Administration censors internal probe of lawbreaking by the Oval Office and the NSA: The uneven scales of Bush Justice
By Nat Hentoff:
Having reported on the Justice Department since Robert Kennedy—with very minimal concern for civil liberties—was attorney general, I've learned to respect one of its divisions, the Office of Professional Responsibility. It was created in 1975, and its investigators look into ethical lapses and misconduct by the lawyers in the department.

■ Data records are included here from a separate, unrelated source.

PR #987, opened 2021-02-11
Support getOwner

ef4:
The test context already has an owner, in the sense of `this.owner` working. But the standard way to get an owner in Ember is `getOwner`, which doesn't work.

This makes `getOwner` work.

A motivating example are [these tests](https://github.com/embroider-build/embroider/blob/0349de7a5386c30dff8d4aa859fe01138b026878/packages/util/tests/integration/helpers/ensure-safe-component-test.js#L18-L22) which currently use a workaround. They're testing an API that accepts any owned object, and it's nice to use the test context as that object.


rwjblue (approved):
Seems good to me, thank you!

Their current oversight range includes the Office of Legal Counsel, the Criminal Division, and the National Security Division.

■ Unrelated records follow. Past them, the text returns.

PR #989, opened 2021-02-12
Add @embroider/test-setup to test against embroider

thoov:
Adds 2 test cases against embroider for ember-try.


stefanpenner:
I've rebased this, the failing tests are due to the ember-cli-typescript used in this project, which as implemented is not compatible with embroider. 

I intend to address next.

package.json
```diff
@@ -125,7 +128,7 @@
     }
   },
   "volta": {
-    "node": "10.20.1",
+    "node": "12.22.4",
```
stefanpenner, line 131: !!breaking change!!

stefanpenner (changes requested):

.github/workflows/ci-build.yml
```diff
@@ -33,7 +33,7 @@ jobs:
       - uses: actions/checkout@v2
       - uses: volta-cli/action@v1
         with:
-          node-version: 10.x
+          node-version: 12.x
```
stefanpenner, line 36: !!breasking change!!

package.json
```diff
@@ -41,24 +41,25 @@
     "broccoli-funnel": "^3.0.8",
     "ember-cli-babel": "^7.26.6",
     "ember-cli-htmlbars": "^5.7.1",
-    "ember-destroyable-polyfill": "^2.0.3"
+    "ember-destroyable-polyfill": "^2.0.3",
+    "ember-cli-typescript": "^4.2.1"
```
stefanpenner, line 45: Suboptimal, but at-least demonstrates embroider + ember-cli-typescript 4.2.3 work together

package.json
```diff
@@ -41,24 +41,25 @@
...
   },
   "devDependencies": {
     "@ember/optional-features": "^2.0.0",
+    "@embroider/test-setup": "^0.43.0",
```
stefanpenner, line 49: The primary reason for node 10.x drop

package.json
```diff
@@ -41,24 +41,25 @@
...
     "broccoli-merge-trees": "^4.2.0",
     "documentation": "^13.2.5",
-    "ember-auto-import": "^1.10.1",
+    "ember-auto-import": "^2.0.2",
     "ember-cli": "~3.27.0",
     "ember-cli-dependency-checker": "^3.2.0",
     "ember-cli-inject-live-reload": "^2.1.0",
     "ember-cli-shims": "^1.2.0",
     "ember-cli-test-loader": "^3.0.0",
-    "ember-cli-typescript": "^1.5.0",
```
stefanpenner, line 61: Moving to new versions of ember-cli-typescript continues the need to ship typescript, but provides embroider support.
There is another path, where we stop shipping typescript and rather do typescript as a pre-build step. Although I am not apposed to this, It's not clear its needed at this time.

package.json
```diff
@@ -81,10 +82,11 @@
     "qunit": "^2.16.0",
     "release-it": "^14.7.0",
     "release-it-lerna-changelog": "^3.1.0",
-    "typescript": "^4.3.5"
+    "typescript": "^4.3.5",
+    "webpack": "^5.49.0"
   },
   "engines": {
-    "node": "10.* || 12.* || >= 14.*"
+    "node": "12.* || 14.* || >= 16.*"
```
stefanpenner, line 89: !!breasking change!! due primarily to `@embroider/test-setup`

package.json
stefanpenner: Move to ember-try scenario

package.json
```diff
@@ -4,8 +4,7 @@
   "description": "Helpers for testing Ember.js applications",
   "keywords": [
     "ember-addon"
-  ],
-  "homepage": "https://github.com/emberjs/ember-test-helpers#readme",
+  ], "homepage": "https://github.com/emberjs/ember-test-helpers#readme",
```
rwjblue, line 7: this change should probably be reset

package.json
```diff
@@ -23,8 +22,10 @@
     "test": "tests"
   },
   "scripts": {
+    "prepare": "tsc -b ./tsconfig.json",
+    "clean": "git clean -x -f",
```
rwjblue, line 26: Just to confirm, this does **not** delete `node_modules` right?

package.json
```diff
@@ -81,10 +83,11 @@
     "qunit": "^2.16.0",
     "release-it": "~14.10.1",
     "release-it-lerna-changelog": "^3.1.0",
-    "typescript": "^4.3.5"
+    "typescript": "^4.3.5",
+    "webpack": "^5.0.0"
```
rwjblue, line 87: Why do we have webpack here?

package.json
```diff
@@ -58,15 +59,16 @@
     "ember-cli-inject-live-reload": "^2.1.0",
     "ember-cli-shims": "^1.2.0",
     "ember-cli-test-loader": "^3.0.0",
-    "ember-cli-typescript": "^1.5.0",
     "ember-disable-prototype-extensions": "^1.1.3",
     "ember-fetch": "^8.1.0",
     "ember-in-element-polyfill": "^1.0.1",
     "ember-load-initializers": "^2.1.2",
     "ember-maybe-import-regenerator-for-testing": "^1.0.0",
+    "ember-page-title": "^6.2.2",
```
rwjblue, line 67: Do we need this? Was it just brought in via an `ember init`?

package.json
```diff
@@ -58,15 +59,16 @@
...
     "ember-resolver": "^8.0.2",
     "ember-source": "~3.24.1",
     "ember-source-channel-url": "^3.0.0",
+    "ember-welcome-page": "^4.0.0",
```
rwjblue, line 71: ✂️

tsconfig.json
```diff
@@ -14,37 +14,35 @@
     "noUnusedParameters": false,
     "noImplicitReturns": true,
     "noEmitOnError": false,
-    "noEmit": true,
+    "declaration": true,
     "inlineSourceMap": true,
     "inlineSources": true,
-    "baseUrl": ".",
-    "module": "es6",
+    "module": "esnext",
```
rwjblue, line 20: why is this `esnext`? I would have thought we'd use either `ES2020` or `ES2015`... 🤔 

https://www.typescriptlang.org/tsconfig#module

rwjblue (dismissed):
Can you confirm:

* `rm API.md && yarn docs` generates the current `API.md` (e.g. has no diff)
* running a server works (file changes are detected, and cause a reload, tests re-run, etc)

package.json
stefanpenner: @rwjblue ember-page-title is used in the dummy app, embroider detected the missing dependency. Alternatively, I could remove the usage & the dependency now that we know it works.

package.json
stefanpenner: https://github.com/emberjs/ember-test-helpers/pull/989#discussion_r685551212

package.json
stefanpenner: Confirmed it does not

package.json
stefanpenner: i've removed this

stefanpenner:
A small bonus:

before:

```sh
> rm API.md && time yarn docs
Done in 22.35s.
________________________________________________________
Executed in   23.28 secs   fish           external
   usr time   23.74 secs   59.00 micros   23.74 secs
   sys time    2.56 secs  671.00 micros    2.56 secs
```

after:

```sh
> rm API.md && time yarn docs
Done in 1.37s.

________________________________________________________
Executed in    1.54 secs   fish           external
   usr time  1385.11 millis   68.00 micros  1385.04 millis
   sys time  209.11 millis  760.00 micros  208.35 millis
```

index.js
```diff
@@ -7,33 +7,16 @@ module.exports = {
...
-          'addon-test-support/@ember/test-helpers': '@ember/test-helpers',
-        }),
-        'addon-test-support:ts'
-      );
-
-      input = debugTree(
-        new MergeTrees([input, tsTree]),
-        'addon-test-support:merged'
-      );
+    if (this.isDevelopingAddon()) {
```
stefanpenner, line 12: @rwjblue this simplifies development, quickly removing the need to run a separate "TS build" process.
I wouldn't consider this a final product, but demonstrates the viability  "TS in dev + precompiled on publish approach"

When you have time, we should discuss

stefanpenner:
GH actions appears to be queued up... Will poke back later...

.github/workflows/ci-build.yml
scalvert: Is there a reason we're coupling this change with this PR? Do dependent packages drop support for Node 10? Can we not do this separately? As @stefanpenner mentioned, this is a breaking change, and our package.jsons' engines support still specifies Node 10.

scalvert: I found this further down the PR https://github.com/emberjs/ember-test-helpers/pull/989/files#diff-e835654135548f75db36136807171b4d12d3514e043f4f80a146b88cc668fba4R32.

I still think we need a better strategy for removing this. We could even define a new scenario for CI that uses node 10 only for embroider tests.

index.js
scalvert: I'd like to understand this more too. I'm not entirely sure what you mean when you refer to "TS in dev + precompiled on publish approach", because that describes what's done today - we use TS in dev, and precompile for releases.

package.json
```diff
@@ -84,7 +86,7 @@
     "typescript": "^4.3.5"
   },
   "engines": {
-    "node": "10.* || 12.* || >= 14.*"
+    "node": "10.* || 12.* || 14.* || 15.* || >= 16.*"
```
scalvert, line 89: From what I can tell, this isn't necessary. If you test these ranges on https://semver.npmjs.com/ they do exactly the same thing...

package.json
scalvert: Understood, but this should likely match a change to our engines support, and CI (reflected in my comment on the change to the ci-build.yml above).

index.js
stefanpenner: the comment was more based on an intermediate step + discussion with rob. Functionally this appears the same, but no longer requires ember-cli-typescript

package.json
scalvert: So we'd have to update the engines then anyway, right? Why not just leave it until then?

index.js
scalvert: As yes, I remember this. This was the removal of the `incremental-typescript-compiler` from 1.5.0 -> 2.0.0. Makes sense.

stefanpenner (approved):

In January, four congressional Democrats—Maurice Hinchey of New York, John Lewis of Georgia, and Henry Waxman and Lynn Woolsey of California—asked the Office of Professional Responsibility to find out who in the Justice Department told the president and General Michael Hayden (then head of the National Security Agency) that it was legal for the NSA to engage in warrantless eavesdropping on Americans as well as in collection of their records (as recently revealed by USA Today). A corollary question was whether George W. Bush started the eavesdropping program even before he told the Justice Department he was doing it.
As Republican senator Chuck Hagel of Nebraska put it succinctly on ABC News' This Week on December 14—before the confirmation hearing of General Hayden to become CIA director—"Who set that policy?" Hagel didn't find out during that hearing, nor do he or the rest of us know now, because the probe by the Office of Professional Responsibility has been stopped cold.
On May 11, H. Marshall Jarrett, the OPR's counsel, told Congressman Hinchey that the investigation was over because the National Security Agency—obviously involved in the probe—refused to grant the OPR's lawyers security clearance to proceed to look into the NSA's classified programs. Said the frustrated Mr. Jarrett: "Without those clearances, we cannot investigate this matter and therefore have closed our investigation."
In covering the Justice Department all these years, I was particularly impressed by the integrity of the former head of OPR for a quarter century—Michael Shaheen. Hearing that the investigation into who authorized the president and Michael Hayden to violate the Foreign Intelligence Surveillance Act had been closed down, Shaheen told National Public Radio on May 12:
"No one in OPR for the 24 years I was there was denied the necessary clearance, ever, and much less one that brought to a conclusion an investigation. That just makes it smell the worse."
And Larry Sims, a former deputy at the Justice Department whose service there started in the Reagan administration, added:
"To say that an agency can block an investigation by refusing to give [OPR] federal investigators the clearances they need is just astounding."